WORK INSTRUCTIONS: The output must reproduce each line of the data word for word.

= = = = =

PR #380, opened 2020-04-24
Persist partitioned filters

woksin:
Based off PR #378. Pull that in first.

All filters definitions are now either partitioned or not. Remote filters should then be persisted and validators should check whether the new filter definition and the persisted filter definition matches in terms of whether they are partitioned or not.

Adds:
* Add 'Partitioned' property on IFilterDefinition

Changes:
* Makes RemoteFilterDefinition persistable
* Partitioned and Unpartitioned filters persist their filter definitions

┆Issue is synchronized with this [Asana task](https://app.asana.com/0/1140654762299587/1172726683680134)


Source/Events.Processing/Filters/RemoteFilterDefinition.cs
```diff
@@ -8,23 +8,28 @@ namespace Dolittle.Runtime.Events.Processing.Filters
     /// <summary>
     /// Represents a <see cref="IFilterDefinition" /> for a remote filter.
     /// </summary>
-    public class RemoteFilterDefinition : IFilterDefinition
+    public class RemoteFilterDefinition : IPersistableFilterDefinition
```
jakhog, line 11: It looks a bit strange that in the core Runtime code, there is an `IFilterDefinition`, and then two implementations `RemoteFilterDefinition` and `TypedFilterWithEventSourcePartitionDefinition` - while in the MongoDB storage there are just `FilterDefinition` and `TypePartitionFilterDefinition` that correspond to the `RemoteFilterDefinition` and `TypedFilterWithEventSourcePartitionDefinition` respectively.

It seems like these two should represent eachother 1-to-1 ?

Source/Events.Store.MongoDB/Processing/Filters/FilterDefinitionRepository.cs
```diff
@@ -54,7 +54,7 @@ public async Task PersistFilter(IPersistableFilterDefinition filterDefinition, C
                 var document = filterDefinition switch
                     {
                         TypeFilterWithEventSourcePartitionDefinition definition => definition.ToStoreRepresentation(),
-                        _ => new FilterDefinition(filterDefinition.TargetStream, filterDefinition.SourceStream)
+                        _ => new FilterDefinition(filterDefinition.TargetStream, filterDefinition.SourceStream, filterDefinition.Partitioned)
```
jakhog, line 57: See previous comment - the logic here that the default here is `FilterDefinition` doesn't quite match up with that the _default_ in the core is `IPersistableFilterDefinition`.

Source/Events.Processing/Filters/RemoteFilterDefinition.cs
woksin: Yes, it is strange. Registering an issue for it.

PR #381, opened 2020-04-24
Action performer on tenants

woksin:
Creates two classes and interfaces which can perform actions on all currently registered Tenants. It will set the execution context for each tenant and then perform the action.

We could also extend those interfaces to be able to register actions which can be performed on all currently registered Tenants and all Tenants that will be added in the future. Could event register OnRemoved actions for when Tenants are removed from the collection for example...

= = = = =

RESPONSE BOX:
PR #380, opened 2020-04-24
Persist partitioned filters

woksin:
Based off PR #378. Pull that in first.

All filters definitions are now either partitioned or not. Remote filters should then be persisted and validators should check whether the new filter definition and the persisted filter definition matches in terms of whether they are partitioned or not.

Adds:
* Add 'Partitioned' property on IFilterDefinition

Changes:
* Makes RemoteFilterDefinition persistable
* Partitioned and Unpartitioned filters persist their filter definitions

┆Issue is synchronized with this [Asana task](https://app.asana.com/0/1140654762299587/1172726683680134)


Source/Events.Processing/Filters/RemoteFilterDefinition.cs
```diff
@@ -8,23 +8,28 @@ namespace Dolittle.Runtime.Events.Processing.Filters
     /// <summary>
     /// Represents a <see cref="IFilterDefinition" /> for a remote filter.
     /// </summary>
-    public class RemoteFilterDefinition : IFilterDefinition
+    public class RemoteFilterDefinition : IPersistableFilterDefinition
```
jakhog, line 11: It looks a bit strange that in the core Runtime code, there is an `IFilterDefinition`, and then two implementations `RemoteFilterDefinition` and `TypedFilterWithEventSourcePartitionDefinition` - while in the MongoDB storage there are just `FilterDefinition` and `TypePartitionFilterDefinition` that correspond to the `RemoteFilterDefinition` and `TypedFilterWithEventSourcePartitionDefinition` respectively.

It seems like these two should represent eachother 1-to-1 ?

Source/Events.Store.MongoDB/Processing/Filters/FilterDefinitionRepository.cs
```diff
@@ -54,7 +54,7 @@ public async Task PersistFilter(IPersistableFilterDefinition filterDefinition, C
                 var document = filterDefinition switch
                     {
                         TypeFilterWithEventSourcePartitionDefinition definition => definition.ToStoreRepresentation(),
-                        _ => new FilterDefinition(filterDefinition.TargetStream, filterDefinition.SourceStream)
+                        _ => new FilterDefinition(filterDefinition.TargetStream, filterDefinition.SourceStream, filterDefinition.Partitioned)
```
jakhog, line 57: See previous comment - the logic here that the default here is `FilterDefinition` doesn't quite match up with that the _default_ in the core is `IPersistableFilterDefinition`.

Source/Events.Processing/Filters/RemoteFilterDefinition.cs
woksin: Yes, it is strange. Registering an issue for it.

PR #381, opened 2020-04-24
Action performer on tenants

woksin:
Creates two classes and interfaces which can perform actions on all currently registered Tenants. It will set the execution context for each tenant and then perform the action.

We could also extend those interfaces to be able to register actions which can be performed on all currently registered Tenants and all Tenants that will be added in the future. Could event register OnRemoved actions for when Tenants are removed from the collection for example...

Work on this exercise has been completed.